リップルの共同創業者でエグゼクティブ・チェアマンのクリス・ラーセンは2月のランキングでトップに立ったが、当時75〜80億ドル(約8500億円)とされた資産が今では30億ドル(約3190億円)程度にまで減少した。リップルが発行する仮想通貨「XRP」は大きく値を下げている。
同社は先日、100社以上の金融機関が「リップルネット・ブロックチェーン・プラットフォーム」を用い、トランザクション速度の向上に役立てているとアナウンスした。しかし、XRPの価値は過去2ヶ月で3分の1にまで下落した。
リップルの初期投資家で個人投資家のマシュー・メロンの資産額も大きく減少した。1月に10億ドル近かった彼の資産は、今では3億ドルから4億ドルとされている。
「Winklevoss Capital」の共同創業者で仮想通貨取引所「Gemini」を運営するウィンクルボス兄弟も、2ヶ月で約3分の1の資産を喪失した。1月末時点でフォーブスは兄弟の資産額を各自9〜11億ドルと算定していたが、現在では6〜7億ドルのレンジであると見込んでいる。
ウィンクルボス兄弟は、2012年からビットコインへの投資を始めた仮想通貨業界のエヴァンジェリストだ。タイラー・ウィンクルボスは2月にニューヨークで開催された「American Museum of Finance」主催のイベントで、「今年はウォールストリートの人々が仮想通貨分野に押し寄せてくる」と述べていた。
イーサリアムの創始者であるヴィタリック・ブテリンも、仮想通貨イーサの値下がりにより資産を半分以下にまで減らし、現在の資産額は1〜2億ドルと推定されている。イーサリアムのプラットフォームでは次々と新たなプロジェクトが立ちあがっているものの、イーサの価値はかつての約1000ドルから、現在は400ドル以下にまで下がっている。

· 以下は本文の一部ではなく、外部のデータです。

PR #227, opened 2021-04-21
Local penalization

henrymoss:
Hi 

This is a draft PR (no tests) for local penalization. @uri-granta  and I have converged on a MultiAcquisitionFunctionBuilder solution (line 740 of function.py). This builder can provide multiple acquisition functions during each BO step, as required for greedy batch selection (with or without local penalization). Crucially, building the Builder allows us to get away with performing some expensive computations (like estimating Lipshitz constants) only once per BO step.

Please have a look at Line 792 (function.py) to see the local penalisation acquisition function and at Line 160-175  (rule.py) to see how our EGO rule deals with greedy and joint batch design.

### DIFF
--- a/trieste/acquisition/function.py
+++ b/trieste/acquisition/function.py
@@ -806,7 +806,8 @@ class LocallyPenalizedExpectedImprovement(MultiAcquisitionFunctionBuilder[Tensor
     For our penalization function, we implement the soft penalization strategy of :cite:`Gonzalez:2016`, 
     where an estimate of the objective function's Lipschitz constant is used to control the size 
     of penalization. The Lipschitz constant and additionl penalization parameters are estimated once 
-    when preparing  the :const:`AcquisitionFunctionMaker` (not for each individual :const:`AcquisitionFunction`).
+    when preparing the :const:`AcquisitionFunctionMaker` and reused for each 
+    individual :const:`AcquisitionFunction`) it makes.
     
     """
 
@@ -844,6 +845,7 @@ class LocallyPenalizedExpectedImprovement(MultiAcquisitionFunctionBuilder[Tensor
             grads = g.gradient(mean,sampled_points)
             grads_norm =  tf.norm(grads, axis=1)
             max_grads_norm = tf.reduce_max(grads_norm)
+            return max_grads_norm
 
         lipschitz_constant = get_lipschitz_estimate(samples)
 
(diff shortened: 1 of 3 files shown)


trieste/acquisition/function.py
```diff
@@ -717,3 +717,215 @@ def batch_ei(at: TensorType) -> TensorType:
...
+            return max_grads_norm
+
+        lipschitz_constant = get_lipschitz_estimate(samples)
+
+        if lipschitz_constant < 1e-5: # threshold to improve numerical stability for 'flat' models
+                lipschitz_constant = 10
+               
+        eta = tf.reduce_min(mean, axis=0)
+
+            def acquisition_function_maker(pending_points: TensorType=None) -> AcquisitionFunction:
```
vpicheny, line 857: indentation issue?

trieste/acquisition/function.py
```diff
@@ -717,3 +717,215 @@ def batch_ei(at: TensorType) -> TensorType:
...
+                g.watch(sampled_points)
+                mean, _ = model.predict(sampled_points)
+            grads = g.gradient(mean,sampled_points)
+            grads_norm =  tf.norm(grads, axis=1)
+            max_grads_norm = tf.reduce_max(grads_norm)
+            return max_grads_norm
+
+        lipschitz_constant = get_lipschitz_estimate(samples)
+
+        if lipschitz_constant < 1e-5: # threshold to improve numerical stability for 'flat' models
```
vpicheny, line 852: indeed this seems very arbitrary

vpicheny (commented):
It is difficult to assess if this is the right solution. The `AcquisitionFunctionMaker` introduces a lot not new code that may be puzzling for many users. Is it here for the sole purpose of avoid recomputing the Lipschitz constant? if so is this the best solution? Can we think of other cases for which such an abstraction would be useful? 
Thompson sampling with RFF is another close case where we optimise a bunch of acquisition functions so it'd be good to find commonalities. The main difference being that in TS the acq function optim can be done independently, hence in parallel, and not sequentially. 
Local penalization is also something we'd like to be able to apply broadly, e.g. to multiobjective or constrained cases. How easy would that be with the current solution?

uri-granta:
> The `AcquisitionFunctionMaker` introduces a lot not new code that may be puzzling for many users. Is it here for the sole purpose of avoid recomputing the Lipschitz constant? if so is this the best solution? Can we think of other cases for which such an abstraction would be useful?

That's the key question. To me this looks like a clean abstraction, and it certainly works well for computing the Lipschitz constant just once. Whether or not it's the right abstraction depends on how well it applies to other cases.

One alternative approach would be to generalize AcquisitionFunctionBuilder's prepare_acquisition_function method so it can take additional optional parameters, pass in the pending points each time, and calculate the Lipschitz function only when there are no pending points. That might well be simpler.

仮想通貨市場は2017年夏の水準と比べると、現在も大幅な高値水準を保っている。しかし、2018年に入ってからは大幅な下落に直面した。投資企業「Blockchain Capital」の共同創業者のBart Stephensは、フォーブスの取材に次のように述べた。
「今後、政府や金融当局の締め付けがさらに強化される可能性が懸念材料となっている。米国政府が規制を進め、取引所が圧力にさらされることになれば、仮想通貨の流動性は減少する」とStephensは述べる。
「不確定要素が高まるなかで、相場の下落が続いている。規制の先行きが不透明な中で、投資をためらう人々も増えている」とStephensは続けた。
ニューヨークの仮想通貨ヘッジファンド「Tetras Capital」のAlex Sunnarborgは、新たな資金の流入が停滞していることが相場の下落を招いていると指摘する。「昨年秋の相場上昇は一般投資家の資金が大量に投入されたことが引き金となった。価格を維持するためには、さらなる資金の流入が必要だ」
Sunnarborgによると「当時、人々は間もなく大量の機関投資家のマネーが流入すると期待していた」という。しかし、それは実現には至らなかった。